Ас выслушал сестру, не перебивая, и неотрывно смотря в ее серебристые глаза, некогда горевшие светом сверхновой звезды, но сейчас напоминающие белесый туман, в недрах которого едва-едва виден свет угасающей свечи. Вот, оказывается, что она о нём думала? Вот за что она приняла его поведение? Конечно, это было логичным выводом, правильным с точки зрения расмотрения фактов и прочих вещей, которыми себя рьяно убеждает любая женщина. Вот только на самом деле все было совсем иначе.

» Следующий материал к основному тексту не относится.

Issue #4467, opened 2024-06-16
Filtering of events


aapeliv:
There's been a request to add filtering functionality on the events page. Requested location filter or sort by distance.

aapeliv:
I am making this "important" because I think it's been specifically requested by the Manchester community and it'd be great if we could act on their feedback!

Krishnag09:
ok, i will take this up this week.

spreeni:
Closing as this was implemented with [ !4590](https://github.com/Couchers-org/couchers/pull/4590)

Issue #3989, opened 2024-03-01
[events] create the API endpoints for the new events page


bakeiro:
### Description.

I as a frontend developer:  
I am going to develop a brand new event page, for this I need several endpoints in order to display all the information. Some endpoints could exist, others would need to be created.

Endpoints needed:

- Events of the user's communities.
- Events in a specific location.
- All online events
- Events created by the current user
- Events joined by the current user
- Events created or participated in by the current user.

### Pending tasks:
Check which ones exist and which ones need to be created, then proceed to create the necessary endpoints (task can be split into smaller ones if needed).

Image as reference
![image](https://github.com/Couchers-org/couchers/assets/16777161/8af9497c-c6d1-4efc-bcda-7844b02da031)

Krishnag09:
i can work with you on this. @bakeiro once @aapeliv adds me to the repo as contributor.  And yes we should break this into smaller tasks starting with event creation and event search.

aapeliv:
Some of these exist already:



>  * Events of the user's communities.
> 
`ListMyEventsReq` with `my_communities`

>  * Events created by the current user
> 

`ListMyEventsReq` with `organizing`

>  * Events joined by the current user
> 
`ListMyEventsReq` with `attending`/`subscribed`

>  * Events created or participated in by the current user.
>
`ListMyEventsReq` with `attending`

bakeiro:
@aapeliv do we have an endpoint for the events in a certain location?

spreeni:
@bakeiro There currently is not an endpoint for this. Would you want this for the "Near you" tab? I mean it would be fairly easy to show events in a certain radius around a location, but this would not be very flexible against city size for example.

What exists are events on the community page, so I guess you could map a location to a community and then take these events. But communities are of course not exhaustive.

bakeiro:
about taking events from communities and showing them as if they were from the location you are looking for, it seems confusing to me... I don't think the user understands that, besides, in theory it is possible to do events from one city (barcelona) but in another community (madrid).

bakeiro:
I think the best is simply by location, for example, the user has a location, and it is searched in 50KM around (or 75km I do not know, I guess you can use a large number to avoid not showing events in cities with large areas?)

bakeiro:
also, I was thinking about replacing 'near you' by 'location' so user can specify the location they want.

spreeni:
[...]

PR #4590, opened 2024-07-23
Event search by location

spreeni:
Add event search similar to user search which, among other filters, allows to filter by area.

Addresses #3989, #4467

**Backend checklist**
- [x] All tests pass

### DIFF
--- a/app/backend/src/couchers/servicers/search.py
+++ b/app/backend/src/couchers/servicers/search.py
@@ -5,12 +5,26 @@ See //docs/search.md for overview.
 from datetime import timedelta
 
 import grpc
-from sqlalchemy.sql import func, or_
+from sqlalchemy.sql import and_, func, or_
 
 from couchers import errors
 from couchers.crypto import decrypt_page_token, encrypt_page_token
 from couchers.db import session_scope
-from couchers.models import Cluster, Event, EventOccurrence, Node, Page, PageType, PageVersion, Reference, User
+from couchers.models import (
+    Cluster,
+    ClusterSubscription,
+    Event,
+    EventOccurrence,
+    EventOccurrenceAttendee,
+    EventOrganizer,
+    EventSubscription,
+    Node,
+    Page,
+    PageType,
+    PageVersion,
+    Reference,
+    User,
+)
 from couchers.servicers.api import (
     hostingstatus2sql,
     meetupstatus2sql,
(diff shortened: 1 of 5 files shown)


app/backend/src/couchers/servicers/search.py
```diff
@@ -514,3 +523,91 @@ def UserSearch(self, request, context):
...
+                    )
+                )
+            if request.HasField("search_in_community_id"):
+                # could do a join here as well, but this is just simpler
+                node = session.execute(
+                    select(Node).where(Node.id == request.search_in_community_id)
+                ).scalar_one_or_none()
+                if not node:
+                    context.abort(grpc.StatusCode.NOT_FOUND, errors.COMMUNITY_NOT_FOUND)
+                statement = statement.where(func.ST_Contains(node.geom, EventOccurrence.geom))
```
aapeliv, line 646: Is this also what user search within community means? Events also have a parent community, that's another sense of being in the community. I think you should do an `or_` between the two?

app/backend/src/couchers/servicers/search.py
```diff
@@ -514,3 +523,91 @@ def UserSearch(self, request, context):
...
+
+            if request.HasField("after"):
+                statement = statement.where(EventOccurrence.start_time > to_aware_datetime(request.after))
+            if request.HasField("before"):
+                statement = statement.where(EventOccurrence.end_time < to_aware_datetime(request.before))
+
+            page_size = min(MAX_PAGINATION_LENGTH, request.page_size or MAX_PAGINATION_LENGTH)
+            # the page token is a unix timestamp of where we left off
+            page_token = dt_from_millis(int(request.page_token)) if request.page_token else now()
```
aapeliv, line 655: Sorry to be annoying but could you add a test to double check pagination works correctly both forwards and backwards please?

aapeliv (commented):
Looks good, just a few very minor comments!

app/backend/src/couchers/servicers/search.py
spreeni: @aapeliv Yes, I basically copied this from UserSearch. To list events associated with a community, there is the endpoint `ListEvents` in `communities.proto`. Tbh, I feel it might be more concise to have only one endpoint to list events with a lot of filter options.

The difference between both options right now is, that this filter would work also for parent communities. But on second thought, it probably is more efficient to do this without a geometry-check and with basic relational logic. What do you think?

aapeliv: The query itself should be fast enough either way. I am more concerned just about making the concepts and logic coherent.

app/backend/src/couchers/servicers/search.py
spreeni: Added tests for it now 👍

app/backend/src/couchers/servicers/search.py
spreeni: Ok, then I would maybe just leave it as is, as it has the same behaviour as the user search as an area search. And as you can list events associated with a certain community in ListEvents - or do you have another preference? I'm all ears and don't have a very strong opinion

aapeliv (dismissed):
LGTM!

spreeni:
@aapeliv Added the following filters, have a look again. But should be fairly complete now :)
```
  oneof online_status {
    bool only_online = 12;
    bool only_offline = 13;
  }

  // all false => everything
  bool subscribed = 14;
  bool attending = 15;
  bool organizing = 16;
  // include events in the user's communities
  bool my_communities = 17;
```

aapeliv (approved):
LGTM! Sorry for the delay :)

Когда Альдриф уткнулась ему в плечо, прижавшись к его грубому телу своим нежным, но столь гибким, стройным да сильным станом, Одинсон сначала удивился - не такой реакции он ждал от Охотницы. Но после, сам того не замечая, нежно обнял ее в ответ, будто бы укрывая руками ее от всех невзгод, что тезалии ее помыслы и душу. Нежно поглаживая Энджелу по ее копне волос цвета багряного рассвета, Одинсон тихо вздохнул, и немного наклонился к ушку богини:
- Помыслы твои обо мне логичны. Но неправильны, сестрица. Все совсем не так.
Бережно взяв Альдриф на руки, Донар невольно вновь прошёлся взглядом по ее стану, представшему перед ним в полной своей красоте... и аж забыл, о чем хотел говорить. Он видел много прекрасных богинь. Нет, правда много. И многих он... знал. Однако гены сестрицы давали о себе знать. Красота матери, умноженная на величие отца... и перед вами будет красота битвы, которую если увидишь, никогда не забудешь. Каждый дюйм ее тела был идеален, будто бы высечен из самого серда битвы, начатой во имя любви к чему-либо. Красота, любовь и желание защитить детей да беспомощных от Фрейи смешивались со стремлением к победе в битвах, возвышением над природой и непостижимой мистичностью от Одина, и это всё рождало нечто столь прекрасное, сколь и непостижимое практически для каждого. И вот он, воин, кузнец, тот, кто создан скорее для разрушений, держит это уникальное, столь хрупкое и беззащитное создание своими руками, которые могут случайно раздавить это волшебное видение. Но почему-то видение не исчезает, не ускользает, а продолжает смирно лежать. Почему она так к нему относится? Ведь всего лишь недавеча она его вообще убить желала. Неужто и впрямь онаначала ему доверять?
- Мои стремленья пробудить в тебе богиню приняла ты за долг пред Асов Градом, Альдриф. Но оное не так. Веришь ли... было когда-то время, когда я и сам не хотел быть Богом Грома. Когда я не желал быть богом Асгарда совсем, и богом в целом. Был я молод, глуп да неопытен весьма, и не понимал - от крови своей не убежишь. Хотя... чем молвить, лучше тебе я покажу.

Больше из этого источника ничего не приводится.